多額の投資をして研修を実施しても、実際の事業化に至らないケースには明確な原因があります。成果が出せない企業は研修を知識習得のイベントと捉えがちですが、成功する企業は事業案を創出・検証する仕組みの入り口として位置づけています。
まずは、研修で終わる企業と事業化に繋がる企業の違いを比較表で確認しましょう。
■ 研修で終わる企業と事業化につながる企業の違い
| 項目 | 研修だけで終わる企業 | 事業化につながる企業 |
|---|---|---|
| 目的 | 知識習得 | 事業案創出・検証 |
| テーマ | 汎用テーマ | 自社課題・自社アセット起点 |
| 研修後 | 通常業務に戻る | 実践期間を設ける |
| 支援 | 講義のみ | メンタリング・伴走あり |
| 成果指標 | 満足度 | アイデア提出数・PoC移行数 |
ここでは、多くの企業が直面する代表的な3つの課題と、大手・中堅・中小といった企業規模ごとに異なる「壁の正体」を詳しく紐解いていきましょう。
研修で学んだ内容を社内で実践する環境が整っていない
研修で優れたアイデアが生まれても、社内の受け入れ態勢がなければ頓挫します。大手企業の場合、既存事業を基準とした厳格な承認プロセスや「失敗を許さない組織文化」が強固な壁となります。
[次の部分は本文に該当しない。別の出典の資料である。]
PR #170, opened 2016-08-03
Parse doc.user.pages

mortenpi:
Proposing a way of parsing `doc.user.pages` and storing it into a convenient data structure. Necessary for #3 and #4, opening it up for discussion.

In a nutshell: `doc.internal.navtree` allows for walking across the tree for a tree-like navbar (like in HTML, but also probably in LaTeX), `doc.user.navlist` is useful for sequential things only on pages. `NavNode`'s `.next`, `.prev` etc. are useful for other navlinks.

~~**TODO:** It could probably use a few tests as well.~~

**`UTF8String`:** One thing I am doing is using `Compat.UTF8String` instead of `Compat.String` for type fields (which goes against the previous practice), but should actually be the correct one, if I interpret [Compat.jl's documentation](https://github.com/JuliaLang/Compat.jl#type-aliases) correctly. Specifically:

> Compat also provides an unexported `Compat.String` /--/ It should **not** be used as the default type for variables or fields holding strings, as it introduces type-instability in Julia 0.3 and 0.4: use Compat.UTF8String or Compat.ASCIIString instead.

In 0.4 `Compat.String = ByteString = Union{ASCIIString,UTF8String}`.

I am thinking that maybe we should have a `String = Compat.UTF8String` under every `using Compat` to get uniform behaviour and then use just `String` in fields. In this PR I could change back to `Compat.String` though, for consistency.

### DIFF
--- a/src/Builder.jl
+++ b/src/Builder.jl
@@ -112,7 +112,59 @@ function Selectors.runner(::Type{SetupBuildDirectory}, doc::Documents.Document)
             end
         end
     end
+
+    # If the user hasn't specified the page list, then we'll just default to a
+    # flat list of all the markdown files we found, sorted by the filesystem
+    # path (it will group them by subdirectory, among others).
+    userpages = isempty(doc.user.pages) ? sort(mdpages) : doc.user.pages
+
+    # Populating the .navtree and .navlist.
+    # We need the for loop because we can't assign to the fields of the immutable
+    # doc.internal.
+    for navnode in walk_navpages(userpages, nothing, doc)
+        push!(doc.internal.navtree, navnode)
+    end
+
+    # Finally we populate the .next and .prev fields of the navnodes that point
+    # to actual pages.
+    local prev::Nullable{Documents.NavNode} = nothing
+    for navnode in doc.internal.navlist
+        navnode.prev = prev
+        Utilities.unwrap(prev) do prevnode
+            prevnode.next = navnode
+        end
+        prev = navnode
+    end
 end
+
+"""
+    walk_navpages(x, parent, doc)
+
+Recursively walks through the [`Documents.Document`](@ref)'s `.user.pages` field,
+generating [`Documents.NavNode`](@ref)s and related data structures in the
+process.
+
+This implementation is the de facto specification for the `.user.pages` field.
+"""
+walk_navpages(ps::Vector, parent, doc) = [walk_navpages(p, parent, doc)::Documents.NavNode for p in ps]
+walk_navpages(p::Pair, parent, doc) = walk_navpages(p.first, p.second, parent, doc)
+function walk_navpages(title::Compat.String, children::Vector, parent, doc)
+    nn = Documents.NavNode(nothing, title, parent)
+    nn.children = walk_navpages(children, nn, doc)
+    nn
+end
+function walk_navpages(title::Compat.String, page::Compat.String, parent, doc)
+    nn = walk_navpages(page, parent, doc)
+    nn.title_override = title
+    nn
+end
+function walk_navpages(src::Compat.String, parent, doc)
+    src in keys(doc.internal.pages) || error("'$src' is not an existing page!")
+    nn = Documents.NavNode(src, nothing, parent)
+    push!(doc.internal.navlist, nn)
+    nn
+end
+
 
 function Selectors.runner(::Type{ExpandTemplates}, doc::Documents.Document)
     Utilities.log(doc, "expanding markdown templates.")
--- a/src/Builder.jl
+++ b/src/Builder.jl
@@ -76,30 +76,41 @@ Selectors.strict{T <: DocumentPipeline}(::Type{T}) = false
 
 function Selectors.runner(::Type{SetupBuildDirectory}, doc::Documents.Document)
     Utilities.log(doc, "setting up build directory.")
+
     # Frequently used fields.
     build  = doc.user.build
     source = doc.user.source
 
+    # The .user.source directory must exist.
+    isdir(source) || error("source directory '$(abspath(source))' is missing.")
+
+    # We create the .user.build directory.
+    # If .user.clean is set, we first clean the existing directory.
     doc.user.clean && isdir(build) && rm(build; recursive = true)
     isdir(build) || mkdir(build)
-    if isdir(source)
-        for (root, dirs, files) in walkdir(source)
-            for dir in dirs
-                d = normpath(joinpath(build, relpath(root, source), dir))
-                isdir(d) || mkdir(d)
-            end
-            for file in files
-                src = normpath(joinpath(root, file))
-                dst = normpath(joinpath(build, relpath(root, source), file))
-                # Non-markdown files are simply copied over to `build`.
-                # Markdown files get added to the document tree as `Page` objects.
-                endswith(src, ".md") ?
-                    Documents.addpage!(doc, src, dst) :
-                    cp(src, dst; remove_destination = true)
+
+    # We'll walk over all the files in the .user.source directory.
+    # The directory structure is copied over to .user.build. All files, with
+    # the exception of markdown files (identified by the extension) are copied
+    # over as well, since they're assumed to be images, data files etc.
+    # Markdown files, however, get added to the document and also stored into
+    # `mdpages`, to be used later.
+    mdpages = Compat.String[]
+    for (root, dirs, files) in walkdir(source)
+        for dir in dirs
+            d = normpath(joinpath(build, relpath(root, source), dir))
+            isdir(d) || mkdir(d)
+        end
+        for file in files
+            src = normpath(joinpath(root, file))
+            dst = normpath(joinpath(build, relpath(root, source), file))
+            if endswith(file, ".md")
+                push!(mdpages, Utilities.srcpath(source, root, file))
+                Documents.addpage!(doc, src, dst)
+            else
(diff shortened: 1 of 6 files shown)


src/Builder.jl
```diff
@@ -76,33 +76,101 @@ Selectors.strict{T <: DocumentPipeline}(::Type{T}) = false
...
         end
-    else
-        error("source directory '$(abspath(source))' is missing.")
+    end
+
+    # Load all the pages to the document.
+    for path in mdpages
+        src = joinpath(source, path)
+        dst = joinpath(build, path)
+        Documents.addpage!(doc, src, dst)
```
MichaelHatherly: Do we need to have this happen after the previous `for` loop? Can it not remain with line 106 where it was before?

src/Builder.jl
```diff
@@ -76,33 +76,101 @@ Selectors.strict{T <: DocumentPipeline}(::Type{T}) = false
...
+    end
+
+    # If the user hasn't specified the page list, then we'll just default to
+    # all the markdown files we found, listing them in a relatively arbitrary
+    # order, i.e. whatever came out of walkdir().
+    userpages = isempty(doc.user.pages) ? mdpages : doc.user.pages
```
MichaelHatherly: > relatively arbitrary order

Perhaps worth making the order stable then by calling `sort` perhaps?

src/Builder.jl
```diff
@@ -76,33 +76,101 @@ Selectors.strict{T <: DocumentPipeline}(::Type{T}) = false
...
+generating [`Documents.NavNode`](@ref)s and related data structures in the
+process.
+
+This implementation is the de facto specification for the `.user.pages` field.
+"""
+walk_navpages(ps::Vector, parent, doc) = map(p -> walk_navpages(p, parent, doc), ps)
+function walk_navpages{T}(p::Pair{String, Vector{T}}, parent, doc)
+    nn = Documents.NavNode(nothing, p.first, parent)
+    nn.children = walk_navpages(p.second, nn, doc)
+    nn
```
MichaelHatherly: Needs coverage, same with the one below.

src/Documents.jl
```diff
@@ -134,6 +134,31 @@ immutable EvalNode
...
 
+# Navigation
+# ----------------------
+
+"""
+Element in the navigation tree of a document, containing navigation references
+to other page, reference to the [`Page`](@ref) object etc.
+"""
+type NavNode
+    page           :: Nullable{Compat.UTF8String} # unless null, should point to a valid Page in the document
```
MichaelHatherly: Which are the cases where this could be an invalid page as opposed to a "valid Page"?

src/Documents.jl
```diff
@@ -134,6 +134,31 @@ immutable EvalNode
...
+    next           :: Nullable{NavNode}
+end
+NavNode(page, title_override, parent) = NavNode(page, title_override, parent, [], nothing, nothing)
+
+"""
+Constructs a list of the parents of the `navnode`, ordered such that the `navnode`
+itself is the last item.
+"""
+parents(navnode::NavNode) = isnull(navnode.parent) ? [navnode] :
+    push!(parents(get(navnode.parent)), navnode)
```
MichaelHatherly: > such that the `navnode` itself is the last item.

Calling this method `parents` doesn't seem to fit if it includes the node itself and parents of parents etc.

Perhaps `ancestors` or something similar?

MichaelHatherly:
> One thing I am doing is using Compat.UTF8String instead of Compat.String for type fields (which goes against the previous practice), but should actually be the correct one, if I interpret Compat.jl's documentation correctly. Specifically:

There's other places in the code based with type instability at the moment as well. If we actually run into bugs by using `Compat.String` then we can change it everywhere at once. Until then, just go with the current approach. (I'd like to remove `0.4` support *very* soon after `0.5` is properly released anyway, so it would be extra work for little noticeable gain I think.)

src/Builder.jl
mortenpi: Both would work, but I like that this breaks it into two separate steps -- walking the file system and actually parsing the files. The copying should be moved out by that argument too, true, but that should be moved into the writers anyway at some point (with the walk just creating a list of files).

src/Documents.jl
mortenpi: What it unclearly tries to say is that there should a `Page` object in `doc.internal.pages` that has this name. Needs rephrasing indeed.

src/Builder.jl
MichaelHatherly: The parsing is done is a separate function, it's separate enough like that. Doing it in a different loop afterwards isn't worth I think, the function is long enough as it is anyway.

src/Documents.jl
MichaelHatherly: Throw an error if that happens perhaps?

src/Documents.jl
mortenpi: I agree with the comment, but doesn't the word "ancestor" have the same issue though? "Parent" is good since I am calling it `.parent` in `NavNode`.

MichaelHatherly: Does `parents` return all the `NavNode`s all the way up until root or just the single `.parent` of a node?

MichaelHatherly: In other words: "ancestor" is the recursive version of "parent". If this does something recursive then it can't be called "parent".

src/Documents.jl
mortenpi: It will anyway, once the code tries to fetch the `Page` item from the `doc`. I think there's any point in checking for this in the constructor. The comment really is just a tip for whoever is trying to figure out what the fields contain exactly, with the "should" meaning "it will most likely do if the code works correctly".

src/Documents.jl
mortenpi: Ah, true enough! There is only one parent anyway. The plural was trying to imply that it goes all the way up, but parents indeed go in breadth, not depth, my bad. `ancestors` is the appropriate word.

One other option would be `navpath`, since effectively it gives the list of links one should click (sort of) from the root to this one, and "path" as in "path in a tree". Also avoids the is-end-included problem.

src/Builder.jl
```diff
@@ -76,32 +76,99 @@ Selectors.strict{T <: DocumentPipeline}(::Type{T}) = false
...
+    walk_navpages(x, parent, doc)
+
+Recursively walks through the [`Documents.Document`](@ref)'s `.user.pages` field,
+generating [`Documents.NavNode`](@ref)s and related data structures in the
+process.
+
+This implementation is the de facto specification for the `.user.pages` field.
+"""
+walk_navpages(ps::Vector, parent, doc) = [walk_navpages(p, parent, doc)::Documents.NavNode for p in ps]
+# NOTE (Compat): the `T <: Compat.String` is required for 0.4 compatibility,
```
mortenpi: I could definitely use a second opinion on this hack.

test/runtests.jl
```diff
@@ -143,6 +143,10 @@ end
 @test UnitTests.A.B.C in Documenter.Utilities.submodules(UnitTests.A)
 @test UnitTests.A.B.C.D in Documenter.Utilities.submodules(UnitTests.A)
 
+## NavNode tests
+
+include("navnode.jl")
```
mortenpi: Should we keep it in a separate file. If so, the location of the `include` might not be ideal.

MichaelHatherly: Yes, keeping it separate sounds fine to me, as does shuffling around `include`s in needed.

src/Builder.jl
MichaelHatherly: A `walk_navpages(p::Pair, parent, doc)` method that dispatches to a wrapper with `walk_navpages(p.first, p.second, parent, doc)` that has `walk_navpages(pfirst::String, psecond::Vector` and `walk_navpages(pfirst::AbstractString, psecond::AbstractString)` methods?

mortenpi: Yes, that sounds better. It gets rid of all the type parameters, including the one that we would otherwise have even in 0.5.

mortenpi:
Ok, I don't think I have anything to add to this now, except squashing and rebasing. Shall we wait with the merge until 0.2 gets tagged?

test/navnode.jl
```diff
@@ -29,7 +29,7 @@ pages = [
     "page6.md",
 ]
 doc = FakeDocument()
-doc.internal.pages = Dict(["page$i.md" => nothing for i=1:8])
+doc.internal.pages = Dict(["page$i.md" => nothing for i=1:8]) # NOTE (Compat): deprecated Dict syntax for 0.4 compatibility
```
MichaelHatherly: I think `Dict(map(i -> "page$i.md" => nothing, 1:8))` should work fine on all versions and it's hardly more verbose than the generator syntax anyway.

MichaelHatherly:
> Shall we wait with the merge until 0.2 gets tagged?

If this doesn't do anything noticeable to the user then it's fine to merge now and include in `0.2`, otherwise it should wait probably.

mortenpi:
> If this doesn't do anything noticeable

It doesn't, just populates the two new `doc.internal` fields that aren't used anywhere at the moment. But it does introduce a bit of new code (which, granted, seems to work without issues) that is not relevant right now, but still runs.

MichaelHatherly:
Fine to merge then. Just needs the intermediate commits squashed and then it good to go I think.

mortenpi:
Squashed and rebased.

一方、中堅・中小企業では、そもそも新規事業に専念できる人員やリソースの余裕がなく、学んだ手法を試す場すら与えられないのが現実です。研修を成功させるには、まず「挑戦を許容し後押しする社内環境」を経営層が主導して整える必要があります。
研修参加者が通常業務に埋没し学びが定着しないまま風化する
受講者が日常業務に追われ、研修の熱量が冷めてしまうのも典型的な失敗パターンです。
これは全規模に共通する課題ですが、大手企業では「圧倒的な通常業務の量」に思考が埋め尽くされ、中堅・中小企業では「一人複数役の兼務状態」により、物理的な思考時間が奪われます。その結果、せっかく得た知識も日常のタスク消化にかき消され、数か月後にはテキストがデスクの奥に眠るだけの「ただの思い出」として風化してしまいます。
研修が単発のイベントで終わり事業化プロセスに接続されていない
「研修をやること」自体が目的化し、その先の出口が設計されていないケースです。
大手企業によくあるのが、研修と「社内ビジコン」等の検証制度が全く別の部署で独立運営されている分断状態です。中堅・中小企業に至っては、研修後にアイデアを事業化へ進めるフロー自体が存在しません。研修はあくまで「事業創出という長い旅路の入り口」です。学んだ直後に次の検証フェーズへ自動接続される一気通貫の仕組み作りが不可欠です。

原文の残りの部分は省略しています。